What you need to do:
All of the records should be given again verbatim.

Stored items:
Issue #1240, opened 2021-02-04
RNN Transducer Loss


vincentqb:
This issue is to track the follow-up work to #1171, which introduced `rnnt_loss` and `RNNTLoss` as a [prototype](https://pytorch.org/audio/stable/index.html) in `torchaudio.prototype.transducer` using [HawkAaron's warp-transducer](https://github.com/HawkAaron/warp-transducer).

- Update documentation
  - [ ] Guard documentation (e.g. with [conditional doc build](https://sublime-and-sphinx-guide.readthedocs.io/en/latest/conditions.html))
  - [x] Write e.g. [torchtext](https://pytorch.org/text/master/experimental_datasets.html) (#1171)
- Extend guards for prototype
  - [ ] Guard prototype python files by omitting them from torchaudio, see also https://github.com/pytorch/audio/pull/1137#discussion_r551496192
  - [x] Guard building third party transducer even if not added as an extension (#1159)
  - [ ] Enable building transducer in nightlies only, disable for release.
- Update building process
  - [ ] Pass along the `DEBUG` flag to cmake
  - [x] Remove hardcoded O2/O3 optimization, see https://github.com/pytorch/audio/pull/1137#discussion_r551498022 (#1159)
  - [x] Build within same folders as libsox, https://github.com/pytorch/audio/pull/1137#discussion_r551499829 and https://github.com/pytorch/audio/pull/1137#discussion_r551556305 (#1159)
  - [x] Move libsox to a third_party subfolder as suggested in https://github.com/pytorch/audio/pull/1137#discussion_r550321378 (#1161).
  - [ ] Add GPU implementation and compilation.
- Modernization
  - [ ] Migrate the [checks](https://github.com/pytorch/audio/pull/1137/files#diff-9623f973feeae59fa7215b73ad28d00f83c59bfa00f0743c096e4ab36fe5e25dR133) to C++.
  - [ ] Add Torchscriptability test ([internal](https://fb.workplace.com/groups/329222650990087/permalink/830958927483121/)).
  - [ ] Investigate using [`AT_DISPATCH_FLOATING_TYPES`](https://github.com/pytorch/pytorch/blob/22a34bcf4e5eaa348f0117c414c3dd760ec64b13/aten/src/ATen/native/cpu/Activation.cpp#L61).
  - [x] Update bindings to remove pytorch deprecation warnings. (#1160)
[...]

PR #1391, opened 2021-03-15
Migrate transducer input checks to C++

carolineechen:
Move input checks for RNNT from Python to C++

RNN Transducer Loss Issue: #1240

### DIFF
--- a/torchaudio/csrc/transducer.cpp
+++ b/torchaudio/csrc/transducer.cpp
@@ -23,20 +23,22 @@ int64_t cpu_rnnt_loss(
       "label_lengths must be int32 type");
   TORCH_CHECK(
       input_lengths.dtype() == torch::kInt32, "lengths must be int32 type");
-  TORCH_CHECK(acts.is_contiguous(), "log_probs must be contiguous");
+  TORCH_CHECK(acts.is_contiguous(), "acts must be contiguous");
   TORCH_CHECK(labels.is_contiguous(), "labels must be contiguous");
   TORCH_CHECK(
       label_lengths.is_contiguous(), "label_lengths must be contiguous");
   TORCH_CHECK(input_lengths.is_contiguous(), "lengths must be contiguous");
   TORCH_CHECK(
-      input_lengths.size(0) == acts.size(0), "must have a length per example.");
+      input_lengths.size(0) == acts.size(0),
+      "batch dimension mismatch between acts and input_lengths: each example must have a length");
   TORCH_CHECK(
       label_lengths.size(0) == acts.size(0),
-      "must have a label length per example.");
-  TORCH_CHECK(acts.dim() == 4, "log_probs must be 4D");
-  TORCH_CHECK(labels.dim() == 2, "labels must be 2D");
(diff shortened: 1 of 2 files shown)


torchaudio/csrc/transducer.cpp
```diff
@@ -17,11 +17,38 @@ int64_t cpu_rnnt_loss(
...
+  TORCH_CHECK(labels.is_contiguous(), "labels must be contiguous");
+  TORCH_CHECK(
+      label_lengths.is_contiguous(), "label_lengths must be contiguous");
+  TORCH_CHECK(input_lengths.is_contiguous(), "lengths must be contiguous");
+  TORCH_CHECK(
+      input_lengths.size(0) == acts.size(0), "must have a length per example.");
+  TORCH_CHECK(
+      label_lengths.size(0) == acts.size(0),
+      "must have a label length per example.");
+  TORCH_CHECK(acts.dim() == 4, "log_probs must be 4D");
```
mthrok, line 36: I am aware that these error messages are carried out from the original code, but I do not think `must be 4D` is user friendly. If the function is expecting the fixed shape, it should communicate that.  `4D (foo, bar, baz, boo)`.

torchaudio/csrc/transducer.cpp
```diff
@@ -17,11 +17,38 @@ int64_t cpu_rnnt_loss(
...
+      "label_lengths must be int32 type");
+  TORCH_CHECK(
+      input_lengths.dtype() == torch::kInt32, "lengths must be int32 type");
+  TORCH_CHECK(acts.is_contiguous(), "log_probs must be contiguous");
+  TORCH_CHECK(labels.is_contiguous(), "labels must be contiguous");
+  TORCH_CHECK(
+      label_lengths.is_contiguous(), "label_lengths must be contiguous");
+  TORCH_CHECK(input_lengths.is_contiguous(), "lengths must be contiguous");
+  TORCH_CHECK(
+      input_lengths.size(0) == acts.size(0), "must have a length per example.");
```
mthrok, line 32: Again, I am aware that these error messages are carried out from the original code, but `"must have a length per example."` is not helpful on what to do. @carolineechen Can you look into the code and rephrase it to a good instruction?

mthrok (approved):

torchaudio/csrc/transducer.cpp
```diff
@@ -17,11 +17,40 @@ int64_t cpu_rnnt_loss(
...
   int maxT = acts.size(1);
   int maxU = acts.size(2);
   int minibatch_size = acts.size(0);
   int alphabet_size = acts.size(3);
 
+  TORCH_CHECK(
+      at::max(input_lengths).item().toInt() == maxT, "input length mismatch");
+  TORCH_CHECK(
+      at::max(label_lengths).item().toInt() + 1 == maxU,
+      "output length mismatch");
```
vincentqb, line 52: (Follow-up beyond this PR: we'll want to improve this message too)

vincentqb (commented):
Thanks for working on this! I've noted a few small changes (and some things we'll think about in separate PRs)

PR #1393, opened 2021-03-15
Fix functional_cpu_test test name generation

carolineechen:
remove use of `name_func` from `functional_cpu_test.py` to unblock torchaudio import


mthrok (approved):

mthrok:
Thanks!

PR #1399, opened 2021-03-18
Add vanilla DeepSpeech model

discort:
- Add Documentation related to module models
- Add documentation to model `DeepSpeech`
- Add Unit-test to `DeepSpeech`
- Add model `DeepSpeech` according to its paper [Deep Speech: Scaling up end-to-end speech recognition](https://arxiv.org/abs/1412.5567)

The completed task:
Issue #1240, opened 2021-02-04
RNN Transducer Loss


vincentqb:
This issue is to track the follow-up work to #1171, which introduced `rnnt_loss` and `RNNTLoss` as a [prototype](https://pytorch.org/audio/stable/index.html) in `torchaudio.prototype.transducer` using [HawkAaron's warp-transducer](https://github.com/HawkAaron/warp-transducer).

- Update documentation
  - [ ] Guard documentation (e.g. with [conditional doc build](https://sublime-and-sphinx-guide.readthedocs.io/en/latest/conditions.html))
  - [x] Write e.g. [torchtext](https://pytorch.org/text/master/experimental_datasets.html) (#1171)
- Extend guards for prototype
  - [ ] Guard prototype python files by omitting them from torchaudio, see also https://github.com/pytorch/audio/pull/1137#discussion_r551496192
  - [x] Guard building third party transducer even if not added as an extension (#1159)
  - [ ] Enable building transducer in nightlies only, disable for release.
- Update building process
  - [ ] Pass along the `DEBUG` flag to cmake
  - [x] Remove hardcoded O2/O3 optimization, see https://github.com/pytorch/audio/pull/1137#discussion_r551498022 (#1159)
  - [x] Build within same folders as libsox, https://github.com/pytorch/audio/pull/1137#discussion_r551499829 and https://github.com/pytorch/audio/pull/1137#discussion_r551556305 (#1159)
  - [x] Move libsox to a third_party subfolder as suggested in https://github.com/pytorch/audio/pull/1137#discussion_r550321378 (#1161).
  - [ ] Add GPU implementation and compilation.
- Modernization
  - [ ] Migrate the [checks](https://github.com/pytorch/audio/pull/1137/files#diff-9623f973feeae59fa7215b73ad28d00f83c59bfa00f0743c096e4ab36fe5e25dR133) to C++.
  - [ ] Add Torchscriptability test ([internal](https://fb.workplace.com/groups/329222650990087/permalink/830958927483121/)).
  - [ ] Investigate using [`AT_DISPATCH_FLOATING_TYPES`](https://github.com/pytorch/pytorch/blob/22a34bcf4e5eaa348f0117c414c3dd760ec64b13/aten/src/ATen/native/cpu/Activation.cpp#L61).
  - [x] Update bindings to remove pytorch deprecation warnings. (#1160)
[...]

PR #1391, opened 2021-03-15
Migrate transducer input checks to C++

carolineechen:
Move input checks for RNNT from Python to C++

RNN Transducer Loss Issue: #1240

### DIFF
--- a/torchaudio/csrc/transducer.cpp
+++ b/torchaudio/csrc/transducer.cpp
@@ -23,20 +23,22 @@ int64_t cpu_rnnt_loss(
       "label_lengths must be int32 type");
   TORCH_CHECK(
       input_lengths.dtype() == torch::kInt32, "lengths must be int32 type");
-  TORCH_CHECK(acts.is_contiguous(), "log_probs must be contiguous");
+  TORCH_CHECK(acts.is_contiguous(), "acts must be contiguous");
   TORCH_CHECK(labels.is_contiguous(), "labels must be contiguous");
   TORCH_CHECK(
       label_lengths.is_contiguous(), "label_lengths must be contiguous");
   TORCH_CHECK(input_lengths.is_contiguous(), "lengths must be contiguous");
   TORCH_CHECK(
-      input_lengths.size(0) == acts.size(0), "must have a length per example.");
+      input_lengths.size(0) == acts.size(0),
+      "batch dimension mismatch between acts and input_lengths: each example must have a length");
   TORCH_CHECK(
       label_lengths.size(0) == acts.size(0),
-      "must have a label length per example.");
-  TORCH_CHECK(acts.dim() == 4, "log_probs must be 4D");
-  TORCH_CHECK(labels.dim() == 2, "labels must be 2D");
(diff shortened: 1 of 2 files shown)


torchaudio/csrc/transducer.cpp
```diff
@@ -17,11 +17,38 @@ int64_t cpu_rnnt_loss(
...
+  TORCH_CHECK(labels.is_contiguous(), "labels must be contiguous");
+  TORCH_CHECK(
+      label_lengths.is_contiguous(), "label_lengths must be contiguous");
+  TORCH_CHECK(input_lengths.is_contiguous(), "lengths must be contiguous");
+  TORCH_CHECK(
+      input_lengths.size(0) == acts.size(0), "must have a length per example.");
+  TORCH_CHECK(
+      label_lengths.size(0) == acts.size(0),
+      "must have a label length per example.");
+  TORCH_CHECK(acts.dim() == 4, "log_probs must be 4D");
```
mthrok, line 36: I am aware that these error messages are carried out from the original code, but I do not think `must be 4D` is user friendly. If the function is expecting the fixed shape, it should communicate that.  `4D (foo, bar, baz, boo)`.

torchaudio/csrc/transducer.cpp
```diff
@@ -17,11 +17,38 @@ int64_t cpu_rnnt_loss(
...
+      "label_lengths must be int32 type");
+  TORCH_CHECK(
+      input_lengths.dtype() == torch::kInt32, "lengths must be int32 type");
+  TORCH_CHECK(acts.is_contiguous(), "log_probs must be contiguous");
+  TORCH_CHECK(labels.is_contiguous(), "labels must be contiguous");
+  TORCH_CHECK(
+      label_lengths.is_contiguous(), "label_lengths must be contiguous");
+  TORCH_CHECK(input_lengths.is_contiguous(), "lengths must be contiguous");
+  TORCH_CHECK(
+      input_lengths.size(0) == acts.size(0), "must have a length per example.");
```
mthrok, line 32: Again, I am aware that these error messages are carried out from the original code, but `"must have a length per example."` is not helpful on what to do. @carolineechen Can you look into the code and rephrase it to a good instruction?

mthrok (approved):

torchaudio/csrc/transducer.cpp
```diff
@@ -17,11 +17,40 @@ int64_t cpu_rnnt_loss(
...
   int maxT = acts.size(1);
   int maxU = acts.size(2);
   int minibatch_size = acts.size(0);
   int alphabet_size = acts.size(3);
 
+  TORCH_CHECK(
+      at::max(input_lengths).item().toInt() == maxT, "input length mismatch");
+  TORCH_CHECK(
+      at::max(label_lengths).item().toInt() + 1 == maxU,
+      "output length mismatch");
```
vincentqb, line 52: (Follow-up beyond this PR: we'll want to improve this message too)

vincentqb (commented):
Thanks for working on this! I've noted a few small changes (and some things we'll think about in separate PRs)

PR #1393, opened 2021-03-15
Fix functional_cpu_test test name generation

carolineechen:
remove use of `name_func` from `functional_cpu_test.py` to unblock torchaudio import


mthrok (approved):

mthrok:
Thanks!

PR #1399, opened 2021-03-18
Add vanilla DeepSpeech model

discort:
- Add Documentation related to module models
- Add documentation to model `DeepSpeech`
- Add Unit-test to `DeepSpeech`
- Add model `DeepSpeech` according to its paper [Deep Speech: Scaling up end-to-end speech recognition](https://arxiv.org/abs/1412.5567)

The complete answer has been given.